Paul Wilhelm Magnus (29 February 1844 – 13 March 1914) was a German botanist and mycologist.

Magnus was born in Berlin. He studied natural sciences at the Universities of Berlin and Freiburg. As a student of Alexander Braun at Berlin, he obtained his PhD in 1870 with a thesis on the aquatic plant genus Najas. In 1875, he became privat-docent at Berlin, where beginning in 1880, he served as an assistant professor of botany.

From 1871 to 1874, as a botanist aboard the vessel Pomerania, he conducted investigations of algae found in the North and Baltic Seas as well as in the Schlei estuary.

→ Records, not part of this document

PR #481, opened 2024-04-18
fix: Revert change in behavior for MariaDB and MySQL with regards to time zone assumptions for persisted timestamps

kagkarlsson:
Change back to default behavior for MySQL and MariaDB with regards to timestamp persistence and assumptions. It is recommended to persist timestamps in UTC for users of MariaDB and MySQL, but db-scheduler will not enforce it as default, since it in reality requires a controlled upgrade. 

Ideally the upgrade-process should be:
1. All instances of the scheduler should be shutdown
2. Timestamps in the database-table migrated to UTC
3. Configuration updated to use `alwaysPersistTimestampInUTC()`
4. Instances started again


kagkarlsson:
🎉 This issue has been resolved in `v14.0.0` ([Release Notes](https://github.com/kagkarlsson/db-scheduler/releases/tag/v14.0.0))

PR #497, opened 2024-05-30
fix: Mention exception in log message on failures

runeflobakk:

A small suggestion for some improved ergonomics when reading log output from db-scheduler in the case of failures.

I always find it effective to include a small "summary" of any caught exception in the actual log message. Often this will allow me to pinpoint the error at hand without needing to look into the stacktrace of the logger event. (But this is still possible of course, as before)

In 1893 he was instrumental in the founding of the Biologische und Fischereistation Müggelsee (presently serving as a measuring station for the Leibniz-Institut für Gewässerökologie und Binnenfischerei). During his career, he analyzed material collected by other botanists, including specimens collected by Joseph Friedrich Nicolaus Bornmüller (Turkey and Syria), Georg Schweinfurth (Eritrea) and Rudolf Marloth (South Africa). He died in Berlin, aged 70.

Nearly half of his more than 600 works concerned mycological topics, and he is remembered for his investigations of the parasitic fungi families Ustilaginaceae and Uredinaceae. He was responsible for "Die Pilze (Fungi) von Tirol, Vorarlberg und Liechtenstein", an 810-page monograph on fungi that was Volume 3 of Dalla Torre and Sarnthein's series on the flora of Tyrol, Vorarlberg and Liechtenstein.

== Selected writings ==
- Erstes Verzeichniss der ihm aus dem Kanton Graubünden bekannt gewordenen Pilze, 1890.
- Unsere Kenntnis unterirdisch lebender streng parasitischer Pilze und die biologische Bedeutung eines solchen unterirdischen Parasitismus, 1892.
- Vierter Beitrag zur Pilzflora von Franken, 1906.